Is the AI boom a house of cards? Deutsche Bank warns of unsustainable spending

2025/09/29 02:03
3 min di lettura
Per feedback o dubbi su questo contenuto, contattateci all'indirizzo crypto.news@mexc.com.

The AI gold rush may be keeping the U.S. economy afloat, but according to Deutsche Bank, its current trajectory looks anything but sustainable.

A new research note from the German lender warns that AI capital expenditures have reached such extraordinary heights that they are single-handedly preventing the U.S. from tipping into recession.

Deutsche Bank isn’t the only one that’s noticed the outsized impact AI is having on the economy. The Kobeissi Letter posted a chart by Arch Global Economies showing that software and technology investment’s contribution to U.S. real GDP growth surpassed 1 percentage point for the first time in history. It has also exceeded the previous peak reached during the dot-com bubble in 1998.

AI is keeping the U.S. out of recession (Source: BEA, Arch Global Economics)

But with spending racing ahead of actual productivity gains, Deutsche Bank see storm clouds on the horizon.
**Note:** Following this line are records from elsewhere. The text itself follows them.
PR #261, opened 2022-08-01
testsuite: fix unopt build by updating gevent

undingen:
the gevent version we used has a "Cython >= 3.0a6" requiriment but is incompatible with the new Cython == 3.0a8. Use a newer gevent to work around the problem.

```
  Error compiling Cython file:
  ------------------------------------------------------------
  ...
  cdef load_traceback
  cdef Waiter
  cdef wait
  cdef iwait
  cdef reraise
  cpdef GEVENT_CONFIG
        ^
  ------------------------------------------------------------

  src/gevent/_gevent_cgreenlet.pxd:181:6: Variables cannot be declared with 'cpdef'. Use 'cdef' instead.
```


kmod:
thanks for fixing this!

PR #361, opened 2021-07-12
Framework

pilgrimygy:
This is a simulated PR. This content includes:
1. Update the framework.
2. Offline DQN algorithm.
3. Simple CQL loss component. After testing, it can greatly improve the performance of offline DQN.
4. Fix a small bug.

### DIFF
--- a/.all-contributorsrc
+++ b/.all-contributorsrc
@@ -309,6 +309,15 @@
       "contributions": [
         "doc"
       ]
+    },
+    {
+      "login": "00krishna",
+      "name": "Krishna Bhogaonker",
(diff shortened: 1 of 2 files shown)


pilgrimygy:
Openspial experiments are not defined because 'tangle=false'.

findmyway:
> Openspial experiments are not defined because 'tangle=false'.

Just remove that test in `RLExperiments` to pass the tests.

By the way, why are the svg files removed?

pilgrimygy:
Mmmmm, I thought it was generated when I ran the experiment myself. I will put it back later.

PR #365, opened 2021-07-12
Add the tuning entropy component

pilgrimygy:
Update the complete implementation and modify some details based on the [SAC](https://arxiv.org/pdf/1812.05905.pdf) paper.


src/ReinforcementLearningZoo/src/algorithms/policy_gradient/sac.jl
```diff
@@ -40,12 +42,15 @@ end
 - `target_qnetwork2`,
 - `start_policy`,
 - `γ = 0.99f0`,
-- `ρ = 0.995f0`,
+- `τ = 0.005f0`,
```
findmyway, line 45: Any special reason why we switch `ρ` to `τ` here?

src/ReinforcementLearningZoo/src/algorithms/policy_gradient/sac.jl
```diff
@@ -179,11 +193,16 @@ function RLBase.update!(p::SACPolicy, batch::NamedTuple{SARTS})
     end
     update!(p.policy, p_grad)
 
+    # Tune entropy automatically
+    if p.automatic_entropy_tuning
+        p.α -= p.lr_alpha * mean(-log_π .- p.target_entropy)
```
findmyway, line 198: What's the meaning of  `target_entropy` here? It seems to only be set to `Float32(-action_dims)` at the init step.

src/ReinforcementLearningZoo/src/algorithms/policy_gradient/sac.jl
Mobius1D: I think what he went for is a standard terminology that is used for soft target updates. I have seen it in a lot of implementations. That is what is used in https://arxiv.org/pdf/2008.10861.pdf as well.

pilgrimygy: @Mobius1D is right. I only change the presentation to match the pseudo-code of the paper.

findmyway: I see. This will be a breaking change. So could you also update https://github.com/JuliaReinforcementLearning/ReinforcementLearning.jl/blob/master/NEWS.md#reinforcementlearningzoojl and bump the version of https://github.com/JuliaReinforcementLearning/ReinforcementLearning.jl/blob/c7b66e47e939592045326485b9c89b1486df165d/src/ReinforcementLearningZoo/Project.toml#L4
@pilgrimygy

src/ReinforcementLearningZoo/src/algorithms/policy_gradient/sac.jl
pilgrimygy: In original SAC paper:
[](https://imgtu.com/i/WkqfSJ)
In fact, this loss is linear for α. So I did not use the optimizer.
\bar{\mathcal{H}} is the target entropy, a constant. I initialized it according to the method of the paper:
[](https://imgtu.com/i/WkLGc9)

src/ReinforcementLearningZoo/src/algorithms/policy_gradient/sac.jl
pilgrimygy: OK, I will update it.

src/ReinforcementLearningZoo/src/algorithms/policy_gradient/sac.jl
findmyway: Now I see. Thanks for your explanation!

src/ReinforcementLearningZoo/src/algorithms/policy_gradient/sac.jl
findmyway: You need to create a new section named `ReinforcementLearning.jl@v0.10.0`

src/ReinforcementLearningZoo/src/algorithms/policy_gradient/sac.jl
Mobius1D: image
In https://arxiv.org/pdf/1812.05905.pdf it implements automatic temperature tuning and the gradient wrt alpha might be the following expression?
I have seen an implementation like that [here](https://github.com/denisyarats/pytorch_sac/blob/81c5b536d3a1c5616b2531e446450df412a064fb/agent/sac.py#L123)

Mobius1D: Got it

pilgrimygy: Thank you very much. Let me think about it.

pilgrimygy: I think that log \pi and α are irrelevant.

PR #370, opened 2021-07-14
Make general components

pilgrimygy:
Put GaussianNetwork and DuelingNetwork into RLCore as general components. And make a general `evaluate` function.


src/ReinforcementLearningCore/src/policies/q_based_policies/learners/approximators/neural_network_approximator.jl
```diff
@@ -59,4 +60,63 @@ RLBase.update!(app::ActorCritic, gs) = Flux.Optimise.update!(app.optimizer, para
...
+
+function (m::GaussianNetwork)(S)
+    x = m.pre(S)
+    m.μ(x), m.logσ(x) 
+end
+
+"""
+This function is compatible with a multidimensional action space.
+"""
+function evaluate(model::GaussianNetwork, state)
```
findmyway, line 92: The function name `evaluate` seems to be too general to me. Maybe we can simply use functional call here?

- Also, I think we can add a keyword argument `is_return_log_prob=true` to control whether to return `logp_π` or not. I think in some cases, we only need the actions.
- Doc string should also be updated to make it clear that the `tanh` is applied.
- A positional argument `rng::AbstractRNG` should also be added to ensure reproducibility.

src/ReinforcementLearningCore/src/policies/q_based_policies/learners/approximators/neural_network_approximator.jl
```diff
@@ -1,6 +1,7 @@
-export NeuralNetworkApproximator, ActorCritic
+export NeuralNetworkApproximator, ActorCritic, GaussianNetwork, evaluate, DuelingNetwork
```
findmyway, line 1: Remove `evaluate` when we use callable object in `GausianNetwork`.

findmyway (changes requested):
1. Remember to update `NEWS.md`.
2. The failure in CI seems to be unrelated to this PR. I'll take a look into it.

src/ReinforcementLearningCore/src/policies/q_based_policies/learners/approximators/neural_network_approximator.jl
pilgrimygy: Well. I will complete it.

pilgrimygy: What does `functional call` means? @findmyway

pilgrimygy: In addition, do I need to update the version of RLCore?

findmyway:
```
(model::GaussianNetwork)(state; is_return_log_prob=true) = ...
(model::GaussianNetwork)(rng, state; kw...) = model(GLOBAL_RNG, state;kw...)
```

pilgrimygy: Doesn't this conflict with the following code?
```julia
function (m::GaussianNetwork)(S)
    x = m.pre(S)
    m.μ(x), m.logσ(x) 
end
```

findmyway: Hmm, you are right. Can these two functions be merged somehow?Or just give it a more specific name?

pilgrimygy: Maybe we can use this form:
```julia
(model::GaussianNetwork)(state, is_return_log_prob=true; rng) = ...
```

src/ReinforcementLearningZoo/Manifest.toml
```diff
@@ -456,7 +456,7 @@ version = "0.9.6"
 deps = ["AbstractTrees", "Adapt", "CUDA", "CircularArrayBuffers", "Compat", "Dates", "Distributions", "ElasticArrays", "FillArrays", "Flux", "Functors", "GPUArrays", "LinearAlgebra", "MacroTools", "Markdown", "ProgressMeter", "Random", "ReinforcementLearningBase", "Setfield", "Statistics", "StatsBase", "UnicodePlots", "Zygote"]
 path = "../ReinforcementLearningCore"
 uuid = "de1b191a-4ae0-4afa-a27b-92d07f46b2d6"
-version = "0.8.1"
+version = "0.8.2"
```
findmyway, line 459: Did you manually edit this file?
You only need to update this line  https://github.com/JuliaReinforcementLearning/ReinforcementLearning.jl/blob/master/src/ReinforcementLearningZoo/Project.toml#L37

and set it to `0.8.2` instead of `0.8`. Then run `]resolve` and this file will be automatically updated.

findmyway (changes requested):

src/ReinforcementLearningZoo/Manifest.toml
pilgrimygy: No, I only change the RLcore version and run `]resolve`.

findmyway: I see. Please update the compat of `RLCore` as I said above, so that it will not accidentally rely on an old version of `RLCore`.

pilgrimygy: Well. I will update it.

findmyway:
It's quite strange that the tests now run much slower...

pilgrimygy:
Thanks @findmyway for finding so many bugs!

findmyway:
@pilgrimygy could you confirm that the `JuliaRL_BasicDQN_CartPole` experiment in this PR can be finished in less than a minute?

It seems everything works as usual on my local machine. Not sure why it is so slow in CI.

pilgrimygy:
Well. Why `JuliaRL_BasicDQN_CartPole` in CI is too slow?

findmyway:
I must say, this is the weirdest thing I've seen in Julia so far. And I really don't know why...

```julia
(@v1.6) pkg> activate src/ReinforcementLearningExperiments/

(ReinforcementLearningExperiments) pkg> build

(ReinforcementLearningExperiments) pkg> test

┌ Warning: `InplaceableThunk(t::Thunk, add!)` is deprecated, use `InplaceableThunk(add!, t)` instead.
│   caller = ip:0x0
└ @ Core :-1

```

Then it is stuck. Just like what we see in the CI.

Well, if we run it in REPL:

```julia

(@v1.6) pkg> activate src/ReinforcementLearningExperiments/

julia> using ReinforcementLearningExperiments

julia> ex = E`JuliaRL_BasicDQN_CartPole`;

julia> run(ex)
```

Things work as usual.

Deutsche Bank cites capex-fueled growth, not software output

The scale is mind-boggling. Goldman Sachs estimates that global AI-related capex hit $368 billion between early 2023 and August 2025. Most of this money has gone into physical infrastructure, like building data centers, upgrading power supply, and installing high-grade equipment.
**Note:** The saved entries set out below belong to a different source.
PR #374, opened 2021-07-16
Change the installation for gym

Mobius1D:
Change installation for gym from pip to conda

### DIFF
--- a/src/ReinforcementLearningEnvironments/src/environments/3rd_party/gym.jl
+++ b/src/ReinforcementLearningEnvironments/src/environments/3rd_party/gym.jl
@@ -1,5 +1,5 @@
 using .PyCall
-
+using Conda
 # TODO: support `seed`
 function GymEnv(name::String)
     if !PyCall.pyexists("gym")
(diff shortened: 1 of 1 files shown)


src/ReinforcementLearningEnvironments/src/environments/3rd_party/gym.jl
```diff
@@ -1,5 +1,5 @@
 using .PyCall
-
+using Conda
```
findmyway, line 2: Note you added another extra dependency of `Conda` here. You'd better do something similar to https://github.com/JuliaReinforcementLearning/ReinforcementLearning.jl/blob/dd17ad674f6d8b9935d2a7118d5f4ef1a83751c3/src/ReinforcementLearningEnvironments/src/ReinforcementLearningEnvironments.jl#L22-L24

findmyway (changes requested):

src/ReinforcementLearningEnvironments/src/environments/3rd_party/gym.jl
findmyway: To me this is not a very important function, I'm hesitant to merge it right now because some people may still prefer to use `pip` instead of `conda`. Installing `Conda.jl` on Windows is quite painful... 😢

pilgrimygy: well. I use pip instead of conda. And I use Windows..hhhh

Mobius1D: Huh, I understand. I never have used conda with windows.

But still, pycall uses a version of miniconda to handle python packages internally, so I dont think there would be a problem for users. Plus pycall depends on conda for its package management and it is recommended that Conda.jl is used. Refer 3rd paragraph [here](https://github.com/JuliaPy/PyCall.jl#installation).

If you still think its a problem. Then we can drop this PR.

findmyway: > pycall uses a version of miniconda to handle python packages internally

That's not true. You can configure `PyCall` to use your preferred Python environment.

Mobius1D: Yes, You can do that. I meant by default. 

Alright If it would be a problem with windows users then I would drop the PR.

findmyway: I think we can add this feature later. To me it doesn't worth adding another dependency of `Conda` right now.

Mobius1D: Got it

PR #375, opened 2021-07-16
WIP: add `nfsp` algorithm and relative experiment

peterchen96:
add `nfsp` algorithm and test it on julia version `KuhnPokerEnv`, however, the result is not well for now. #342


docs/experiments/experiments/NFSP/JuliaRL_NFSP_KuhnPoker.jl
```diff
@@ -0,0 +1,88 @@
+"""
+NFSP agents trained on Kuhn Poker game.
+"""
```
johnnychen94, line 3: You can follow this format here: https://github.com/JuliaReinforcementLearning/ReinforcementLearning.jl/blob/fc2afa7b9f78c97fc688dbe3aaed9d4d5de366f3/docs/experiments/experiments/CFR/JuliaRL_DeepCFR_OpenSpiel.jl#L1-L7

This format is defined in in [DemoCards](https://johnnychen94.github.io/DemoCards.jl/stable/quickstart/usage_example/julia_demos/1.julia_demo/#juliademocard_example)

docs/experiments/experiments/NFSP/JuliaRL_NFSP_KuhnPoker.jl
```diff
@@ -0,0 +1,88 @@
...
+pyplot() #hide
+ex = E`JuliaRL_NFSP_KuhnPoker`
+run(ex)
+plot(recorder.episode, recorder.results, xaxis=:log, yaxis=:log)
+xlabel!("episode")
+ylabel!("nash_conv")
+
+savefig("assets/JuliaRL_NFSP_KuhnPoker.png")#hide
+
+# ![](assets/JuliaRL_NFSP_KuhnPoker.png)
```
johnnychen94, line 88: These are used to generate the progress plot. Whether it is needed depends on how you write the `cover` field in the front matter (see my previous comment).

src/ReinforcementLearningZoo/src/algorithms/nfsp/nfsp.jl
```diff
@@ -0,0 +1,190 @@
+"""
+Neural Fictitious Self-Play (NFSP) agent implemented in Julia.
+
+See the paper https://arxiv.org/abs/1603.01121 for more details.
+"""
+export NFSPAgent, NFSPAgents
```
johnnychen94, line 7: I don't think users need to directly use `NFSPAgent`, so no need to export this one.

src/ReinforcementLearningZoo/src/algorithms/nfsp/nfsp.jl
```diff
@@ -0,0 +1,190 @@
...
+
+using Distributions: TruncatedNormal
+
+mutable struct NFSPAgents <: AbstractPolicy
+    agents::Dict{Any, AbstractPolicy}
+end
```
johnnychen94, line 13: We don't use plural case `NFSPAgents` to differentiate with `NFSPAgent`.

Since we don't really need to export `NFSPAgent`, we can maybe rename `NFSPAgent` to `NFSPAgentInstance`?

src/ReinforcementLearningZoo/src/algorithms/nfsp/nfsp.jl
```diff
@@ -0,0 +1,190 @@
+"""
+Neural Fictitious Self-Play (NFSP) agent implemented in Julia.
+
+See the paper https://arxiv.org/abs/1603.01121 for more details.
+"""
```
johnnychen94, line 5: I believe this docstring should go to `NFSPAgents`. Please follow the Julia guideline https://docs.julialang.org/en/v1/manual/documentation/

src/ReinforcementLearningZoo/src/algorithms/nfsp/nfsp.jl
```diff
@@ -0,0 +1,190 @@
...
+mutable struct NFSPAgents <: AbstractPolicy
+    agents::Dict{Any, AbstractPolicy}
+end
+
+mutable struct NFSPAgent <: AbstractPolicy
+    η
+    rng
+    rl_agent::Agent
+    sl_agent::Agent
+end
```
johnnychen94, line 20: Is this a usable policy? Otherwise there's no need to `<: AbstractPolicy`.

src/ReinforcementLearningZoo/src/algorithms/nfsp/nfsp.jl
```diff
@@ -0,0 +1,190 @@
...
+Neural Fictitious Self-Play (NFSP) agent implemented in Julia.
+
+See the paper https://arxiv.org/abs/1603.01121 for more details.
+"""
+export NFSPAgent, NFSPAgents
+
+using Distributions: TruncatedNormal
+
+mutable struct NFSPAgents <: AbstractPolicy
+    agents::Dict{Any, AbstractPolicy}
```
johnnychen94, line 12: Just a question: does it really accept any type of `AbstractPolicy`?

src/ReinforcementLearningZoo/src/algorithms/nfsp/nfsp.jl
```diff
@@ -0,0 +1,190 @@
...
+end
+
+mutable struct NFSPAgent <: AbstractPolicy
+    η
+    rng
+    rl_agent::Agent
+    sl_agent::Agent
+end
+
+function initW(out_size, in_size)
```
johnnychen94, line 22: `initW` is so common a name that might cause conflict with other algorithms.

```suggestion
function _NFSP_initW(out_size, in_size)
```

johnnychen94 (commented):
random comments from random person :)

src/ReinforcementLearningZoo/src/algorithms/nfsp/nfsp.jl
peterchen96: Thanks for your reviews and sorry for the late response.

>> I don't think users need to directly use `NFSPAgent`, so no need to export this one.
>
>> We don't use plural case `NFSPAgents` to differentiate with `NFSPAgent`.
> >
> >Since we don't really need to export `NFSPAgent`, we can maybe rename `NFSPAgent` to `NFSPAgentInstance`?

Here, `NFSPAgent` is the core policy to play the game. In my view, agents in one multi-agent experiment may choose different policies to play the game. (maybe just like players can use different schemes in one game) 

And `NFSPAgents` is more like a special [MultiAgentManager](https://github.com/JuliaReinforcementLearning/ReinforcementLearning.jl/blob/639717388fb41199c98b90406bea76232bc6294d/src/ReinforcementLearningCore/src/policies/agents/multi_agent.jl#L8) in which all agents choose `nfsp` policy to learn the best response. For more clarity, I'll extract 'NFSPAgents' and its relative methods to a new file and renamed it as 'NFSPAgentManager'.

>  >You can follow this format here:
>
> > I believe this docstring should go to `NFSPAgents`. Please follow the Julia guideline https://docs.julialang.org/en/v1/manual/documentation/

Thanks for your reminder. I'll supplement the description about `NFSPAgent` and its experiment later.

> `initW` is so common a name that might cause conflict with other algorithms.

Thank you for pointing it out. Maybe I'll rename it as `_TruncatedNormal` because of the used distribution.

findmyway (changes requested):
The implementation seems to be totally incorrect. I'll sync with you offline later.

peterchen96:
Sorry for late response. Since this PR’s implementation was totally incorrect, I would close this and create a new PR to record my implementation and relative experiment.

Yet, the actual output from AI software, its promised leap in productivity and efficiency, remains limited. In fact, Deutsche Bank notes that if you strip out tech-driven spending, real GDP growth in the U.S. is hovering around 0% in 2024 and 2025. Translation? Without data centers, the economy would already be in recession.

And here’s the catch: to keep contributing fresh points to GDP, the tech cycle would need to accelerate “parabolically” quarter after quarter, according to Deutsche Bank. That kind of endless upward slope is mathematically improbable, if not impossible.

Instead, the current AI boom looks increasingly like a sprint: unsustainably fast, front-loaded with construction, and destined to slow once the infrastructure build-out plateaus. As tech stocks have been responsible for roughly half the S&P 500’s gains this year, the risks aren’t limited to GDP; they extend directly into financial markets.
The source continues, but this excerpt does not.